FOLFOXまたはFLOXが標準
瀧内:結腸癌の術後補助化学療法は、米国臨床腫瘍学会(ASCO)をはじめとする海外の学会で今、最もホットな分野の1つです。この領域の標準的治療は、ここ数年間で大きな変化が起こっています。そこで、最初に大津先生から、世界における結腸癌の術後補助化学療法の動向をご紹介いただきたいと思います。
大津:欧米ではステージIII結腸癌の術後補助化学療法として、LV/5-FU療法が標準的治療としての地位を確立してきたわけですが、近年、CPT-11、L-OHP、さらにはbevacizumab、cetuximab等の有効な薬剤が次々に登場し、切除不能進行癌に使用されたことで、そのエビデンスを術後補助化学療法にも導入し始めているという流れになっています。MOSAIC試験とNSABP C-07
試験、この2つの大規模臨床試験で、従来の標準的治療であるLV/5-FUにL-OHPを加えたregimenのDFSが従来治療を有意に上回ったことから、日本を除いてはFOLFOX
4が結腸癌の術後補助化学療法の標準的治療であるという認識に変わっています。
瀧内:一方で、転移大腸癌に高い有効性が示されたCPT-11のregimenがいくつかありますね。
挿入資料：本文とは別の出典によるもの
PR #262, opened 2022-08-31
Refactor our CW contract + cleanups

ali-bahjati:
This PR consists of small changes that are mostly mechanical, please review it commit-by-commit.

This PR will:
- Use Pyth CW SDK
- Fixe clippy warnings
- Use Addr instead of strings
- Add `error.rs` to rely on instead of using wormhole errors.
- Format the code
- Remove the cosmwasm pyth contract local dependency to wormhole. Instead uses their repo within the image.
- Removes memmap2 patch (as it's not needed anymore)
- Rename pyth-bridge to pyth-cosmwasm


cosmwasm/contracts/pyth/src/error.rs
```diff
@@ -0,0 +1,41 @@
...
+    /// Data source does not exists error (on removing data source)
+    #[error("DataSourceDoesNotExists")]
+    DataSourceDoesNotExists,
+    
+    /// Data source already exists error (on adding data source)
+    #[error("DataSourceAlreadyExists")]
+    DataSourceAlreadyExists,
+}
+
+impl ContractError {
```
Reisen, line 31: This error type is much better than before for sure! Instead than the inherent impl though, we can be more idiomatic by implementing `From` here which is used by the `?` operator via `FromResidual`:

```suggestion
impl From<ContractError> for StdError {
  fn from(other: ContractError) -> StdError {
    …
  }
}
```

This will give us a working `?` throughout, anywhere you were using `std_err()` can now just be `?` and anywhere using `std()` can now just be `into()`.

cosmwasm/contracts/pyth/src/state.rs
```diff
@@ -39,20 +36,29 @@ pub const VALID_TIME_PERIOD: Duration = Duration::from_secs(3 * 60);
...
 pub struct ConfigInfo {
-    pub owner: HumanAddr,
-    pub wormhole_contract:  HumanAddr,
-    pub data_sources: HashSet<PythDataSource>,
+    pub owner:             Addr,
+    pub wormhole_contract: Addr,
+    pub data_sources:      HashSet<PythDataSource>,
 }
 
+impl Default for ConfigInfo {
```
Reisen, line 51: If It’s not too late to change this API, I think we would be better using `Option<Addr>` rather than using unchecked empty strings as nullify values, we can also drop the Default impl then.

cosmwasm/contracts/pyth/src/error.rs
ali-bahjati: You are right. will fix it.

Reisen (approved):

PR #263, opened 2022-09-02
remove resource memory limit

cctdaniel:
remove resource memory limit that was causing pyth-price-service to crash on a fresh VM install


ali-bahjati:
More context on this: This is a resource limit for k8s pod of price-service that tilt runs. For this resources to be set cgroup should be loaded. I think it wasn't caught before because it wasn't loaded in working environment of other contributors. So we haven't seen it before.

ali-bahjati (approved):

坂本:CPT-11については、IFLとLV/5-FUを比較したSaltzのトライアルで、予後にまったく差がなかったことと、治療関連死がIFL群では2.8%、LV/5-FU群は1%以下であったことから、術後補助化学療法としてIFLは適切ではないといわれています。それに対し、持続静注を行うFOLFIRI
regimenの評価は分かれています。昨年のASCOで発表されたPETACC3試験では一次エンドポイントで有意ではなかったのですが、リンパ節個数により因子を調整した場合は有意となったほか、RFSに有意差が認められ、ステージIIとIIIでも有意だということで、この試験では術後補助化学療法にもFOLFIRIはよさそうだという結論になっています。ただし、同時期に行われた高リスクステージIII大腸癌に関しては、Accord02試験でnegative
dataもしくはequivalent dataだったわけです。
瀧内:ということは、海外の研究者はCPT-11に少しネガティブな印象を持っており、世界ではFOLFOXあるいはFLOXが標準的な位置づけになりつつあるということですね。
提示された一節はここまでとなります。